PR #62, opened 2020-06-26
Command to interact with store for names listing and registration

facundobatista:


charmcraft/commands/store/__init__.py
```diff
@@ -57,16 +56,60 @@ class WhoamiCommand(BaseCommand):
...
-        client = Client()
-        result = client.get('/v1/whoami')
+        store = Store()
+        result = store.whoami()
 
         longest_title = max(len(t[0]) for t in self._titles)
-        for title, key in self._titles:
-            logger.info("%-*s %s", longest_title, title, result[key])
+        for title, attr in self._titles:
+            logger.info("%-*s %s", longest_title, title, getattr(result, attr))
```
chipaca, line 71: as you're touching this code anyway, and have pulled in `tabulate`, please switch this to use tabulate.
it's a lot easier to follow; the pesky `_titles` goes away and the meat of the above becomes just a call to `tabulate`,
```python
logger.info(tabulate([
    ['name:', result.name],
    ['username:', result.username],
    ['id:', result.userid],
], tablefmt='plain')
```
and that's it!  :grin:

☆ ☆ ☆

> **To do**:
Transcribe the whole listing with nothing added or left out.

> **Response area**:
PR #62, opened 2020-06-26
Command to interact with store for names listing and registration

facundobatista:


charmcraft/commands/store/__init__.py
```diff
@@ -57,16 +56,60 @@ class WhoamiCommand(BaseCommand):
...
-        client = Client()
-        result = client.get('/v1/whoami')
+        store = Store()
+        result = store.whoami()
 
         longest_title = max(len(t[0]) for t in self._titles)
-        for title, key in self._titles:
-            logger.info("%-*s %s", longest_title, title, result[key])
+        for title, attr in self._titles:
+            logger.info("%-*s %s", longest_title, title, getattr(result, attr))
```
chipaca, line 71: as you're touching this code anyway, and have pulled in `tabulate`, please switch this to use tabulate.
it's a lot easier to follow; the pesky `_titles` goes away and the meat of the above becomes just a call to `tabulate`,
```python
logger.info(tabulate([
    ['name:', result.name],
    ['username:', result.username],
    ['id:', result.userid],
], tablefmt='plain')
```
and that's it!  :grin:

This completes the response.